We were stunned. Kaitlyn asked him to repeat what he said, and he did.

"So this is a segregated bar, then."

"No, it's just an invitation-only area on the third floor, where you should be."

What invitations?!#@#!@#$!

Both Kaitlyn and I were flabbergasted and repulsed by what we'd seen, so we called it a night and drove back to Helena to catch some shut-eye. The next morning we had pancakes at her friends' place. I was only there for an hour but there was something so therapeutic about sitting in a warm house in the middle of nowhere and being surrounded by kind, gracious people. There was a huge window where we ate and the view was framed by a stream of drifting orange leaves...it was all so surreal. I so felt like Reese Witherspoon in Sweet Home Alabama, except with a hangover.
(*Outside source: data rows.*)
PR #61, opened 2021-11-06
Add `Parsers.UTF8ViewToSubstring`, `Substring`/`UTF8View` inference overloads

stephencelis:
While we have `Parsers.Pullback`, which makes it easy to `.pullback(\.utf8)` any `UTF8View`-based parsers to substring, this isn't quite as performant as working directly with the substring-UTF8View boundary, nor is it as discoverable.

This PR introduces `Parsers.UTF8ViewToSubstring`, which is equivalent to many of the ad hoc `Substring*Parser` wrappers previously defined in this library, like `SubstringBoolParser`, `SubstringDoubleParser`, `SubstringIntParser`, etc.

As such, this PR also deprecates those ad hoc parsers for operators that simply wrap the `UTF8View`-based parser in `FromUTF8View`.

Finally, this PR introduces some more initializer overloads for `Substring` and `UTF8View` specifically (we had some for `Substring already, but let's flesh out some more), which are some of the most common inputs many of the parsers in this library works with. These initializers should help cut down on some angle bracket intensity.


Parsing.playground/Contents.swift
```diff
@@ -4,7 +4,7 @@ struct Color {
   let red, green, blue: UInt8
 }
 
-let hexPrimary = Prefix<Substring>(2)
+let hexPrimary = Prefix(2)
   .compactMap { UInt8($0, radix: 16) }
```
stephencelis, line 8: An example of explicit generics no longer being necessary for common inputs where the type can be inferred by a `map` (or `compactMap`).

Sources/Parsing/Internal/Deprecations.swift
```diff
@@ -0,0 +1,51 @@
+// NB: Deprecated after 0.3.1:
```
stephencelis, line 1: Moved all deprecations to a file that can be "versioned" to some extent.

Sources/Parsing/Parsers/Bool.swift
```diff
@@ -19,24 +19,34 @@ extension Bool {
...
+  /// - Parameter inputType: The `Substring.UTF8View` type. This parameter is included to mirror the
+  ///   interface that parses any collection of UTF-8 code units.
+  /// - Returns: A parser that consumes a Boolean value from the beginning of a substring's UTF-8
+  ///   view.
+  @inlinable
+  public static func parser(
+    of inputType: Substring.UTF8View.Type = Substring.UTF8View.self
+  ) -> Parsers.BoolParser<Substring.UTF8View> {
+    .init()
+  }
```
stephencelis, line 36: An example of a new overload that favors `UTF8View` when encountering a `UInt8` byte. Cuts down on things like `Prefix<Substring.UTF8View>`, where `Prefix` will now do.

Sources/Parsing/Parsers/Bool.swift
```diff
@@ -19,24 +19,34 @@ extension Bool {
...
+  ///   interface that parses any collection of UTF-8 code units.
   /// - Returns: A parser that consumes a Boolean value from the beginning of a substring.
   @inlinable
   public static func parser(
     of inputType: Substring.Type = Substring.self
-  ) -> Parsers.SubstringBoolParser {
-    .init()
+  ) -> FromUTF8View<Parsers.BoolParser<Substring.UTF8View>> {
+    .init(.init())
   }
```
stephencelis, line 50: We already had many overloads for `Substring`, but instead of ad hoc parsers for each instance, we can now use a single `FromUTF8View` wrapper instead.

Sources/Parsing/Parsers/End.swift
```diff
@@ -8,6 +8,14 @@ public struct End<Input>: Parser where Input: Collection {
   @inlinable
   public init() {}
 
+  @_disfavoredOverload
+  @inlinable
+  public init() where Input == Substring {}
+
+  @_disfavoredOverload
+  @inlinable
+  public init() where Input == Substring.UTF8View {}
```
stephencelis, line 17: Parsers beyond `Bool.parser()` and `Int.parser()` can benefit from this default inference, as well.

Sources/swift-parsing-benchmark/ReadmeExample.swift
```diff
@@ -43,7 +43,7 @@ let readmeExampleSuite = BenchmarkSuite(name: "README Example") { suite in
   }
 
   do {
-    let user = Int.parser(of: Substring.UTF8View.self)
+    let user = Int.parser()
```
stephencelis, line 46: Another example of improved inference.

Sources/swift-parsing-benchmark/StringAbstractions.swift
```diff
@@ -23,15 +23,15 @@ let stringAbstractionsSuite = BenchmarkSuite(name: "String Abstractions") { suit
 
   suite.benchmark("Substring") {
     var input = input[...].utf8
-    let output = Many(Int.parser(), separator: StartsWith("é").utf8).parse(&input)
+    let output = Many(Int.parser(), separator: "é".utf8).parse(&input)
```
stephencelis, line 26: We had some tests still using `StartsWith` that I noticed, so did a lil unrelated cleanup.

mbrandonw (approved):

PR #62, opened 2021-11-16
InfixOperator

stephencelis:
Introduces an `InfixOperator` parser for parsing expressions separated by an operator that can combine the value of each expression. (See `chainl1` and `chainr1` in other parser combinator libraries.)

It was all downhill after I was dropped off at the airport. I walked to ticketing to check in and informed the United representative that I was going to O'Hare International Airport.

"O'Hare? Your plane is already here! RUN FORREST RUN!!!!!!"
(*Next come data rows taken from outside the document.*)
PR #139, opened 2022-02-18
Make ParsingError type publicly accessible

### LINKED ISSUE #138: Make `ParsingError` public?
I just started migrating over to the latest version of swift-parsing. While doing that, I had some custom parsers that I wanted to update to the new throwing style. One of my parsers has a `minCharacters` variable and when I can't find that chars, I'd like to throw a `ParsingError`. But when I do, I get an error because `ParsingError` seems to be internal to the library. Is there any reason we shouldn't have access to the `ParsingError` type for our custom parsers? While I could write my own error type, wouldn't it be more convenient if all parsers would throw the same errors?

Here's my custom parser:
```swift
/// A parser that consumes all whitespace characters from the beginning of the input. No output.
struct Whitespaces: Parser {
  let minCharacters: Int

  init(
    minCharacters: Int = 0
  ) {
    self.minCharacters = minCharacters
  }

  func parse(_ input: inout Substring) throws {
    let foundWhitespaces = input.prefix { char in
      char == " " || char == "\n" || char == "\r" || char == "\t"
    }

    guard foundWhitespaces.count >= minCharacters else {
      throw ParsingError.expectedInput("\(minCharacters) whitespaces", at: input)
      // => ERROR: Cannot find 'ParsingError' in scope
    }

    input.removeFirst(foundWhitespaces.count)
  }
}

```

Jeehut:
Fixes #138.

Don't know if this is a good implementation as I'm removing all those `@usableFromInline` statements, probably this makes the code less performant in some way. Should I have tried to make as many calls as possible `@inlineable` at least?

### DIFF
--- a/Sources/Parsing/ParsingError.swift
+++ b/Sources/Parsing/ParsingError.swift
@@ -1,12 +1,10 @@
 import Foundation
 
-@usableFromInline
-enum ParsingError: Error {
+public enum ParsingError: Error {
   case failed(String, Context)
   case manyFailed([Error], Context)
 
-  @usableFromInline
-  static func expectedInput(_ description: String, at remainingInput: Any) -> Self {
+  public static func expectedInput(_ description: String, at remainingInput: Any) -> Self {
     .failed(
       summary: "unexpected input",
       label: "expected \(description)",
@@ -14,8 +12,7 @@ enum ParsingError: Error {
     )
   }
 
-  @usableFromInline
-  static func expectedInput(
+  public static func expectedInput(
     _ description: String,
     from originalInput: Any,
     to remainingInput: Any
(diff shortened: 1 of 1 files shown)


tgrapperon:
I'm not an authority, but I don't think this PR will land right know. The authors prefer the `ParsingError` type to stay internal for now, to keep the freedom to make drastic changes to the type implementation/interface without having to handle backward compatibility or maintaining an ever-growing set of deprecations. It would probably become public at some point, once its shape has settled.

Functions that should execute quickly/frequently during parsing can be marked `@inlineable`. It means their implementation (and not only their existence) is known to clients of the library, allowing the compiler to copy the implementation instead of calling the function. For this reason, symbols that are touched from `@inlineable` functions should be accessible too. `public` fields are de facto usable from inline, as they're already part of the public API, and you use `@usableFromInline` it to make other internal symbols available from `@inlineable` functions. `@usableFromInline` doesn't provide any performance gain by itself. It's like a "semi-public" access rule (`@testable` is another attribute working with the same idea). `@inlineable` also implies `@usableFromInline`, but the converse is not true.

Once you mark it `@usableFromInline` or `public`, the symbol is part of the ABI, so this can be something to consider. This is usually not a concern until a 1.0 version is released.

PR #146, opened 2022-02-22
Fix build failure on Xcode 13.3b3 - Swift 5.6

tgrapperon:
`originalInput.base[…]` apparently now makes an `ArraySlice`, which is conflicting with the expected `Slice`. 
We can instantiate the `Slice` directly to avoid confusion.

This change should be backward-compatible.


stephencelis (approved):
Thanks for the fix!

She didn't say that last part, but it was all I was thinking as I rocketed through security, shoving innocent and bewildered peasants left and right. I rounded the corner to my gate and to my relief, stepped into a line of passengers still waiting to board. When I got to the front, the ticket collector looked at me and raised an eyebrow.

"You're going to O'Hare, miss. This flight is boarding for Denver."

Apparently United lady number one thought O'Hare was in Denver.

I popped a squat and waited for about 45 minutes for the real aircraft to O'Hare to arrive. Then, the intercom told me that the flight would be delayed by exactly one hour.

One hour isn't so bad. I still have a thirty minute window, I thought as I started a new game of chess against the computer. 

Turns out, airplanes follow a very rigid takeoff schedule, and there exists only about a 10 or 15 minute window for each plane to leave the runway. Our flight missed its window and another one was unavailable for 30 more minutes. And thus my last ounce of hope was squeezed out of me, similar to the way that last toothbrushful of toothpaste is pried out, used, and spat out. My flight touched down exactly four minutes after my connection had taken off.

I needed to be in Calgary the next morning for an important meeting. I absolutely, positively, unequivocally had to be there. My only option was to take a 8:25 PM flight to Edmonton, which is about an hour north of Calgary, stay the night, and take the 5:40 AM flight from Edmonton to Calgary the next morning. 

The Edmonton flight was delayed by an hour. At this point I had, in all probability, gone insane. I wandered around O'Hare with a giant thing of McDonald's fries, walking around listlessly and with no purpose in life anymore. I was in airport purgatory. During the four hours I spend there waiting, I managed to: 1.) buy a pair of Ray-Bans, completely on impuse, 2.) eat an extra large McDonald's meal, and 3.) bond with strangers from Australia, who invited me to play poker with them.

9:25 finally rolled around and I was finally on an aircraft. I sat next to a legal assistant named Wlad, who when asked what there was to do in Edmonton for fun, had to think for about five minutes before offering a couple of responses. I arrived in Edmonton at 1:00 AM, got to my hotel at 1:30, took a shower, crawled into bed (practically weeping) at 2:00, and woke up two hours later to catch the 4:30 shuttle to the airport. So essentially, I paid a hundred bucks for a quick shower and nap. 

The Edmonton --> Calgary flight was only delayed by 30 minutes (you know your life is sad when a 30-minute delay is now prefaced with "only") so I got to Calgary around 7:20, hailed a taxi, and drove straight to the office - disheveled, luggage in tow, but present and ready and willing, huzzah!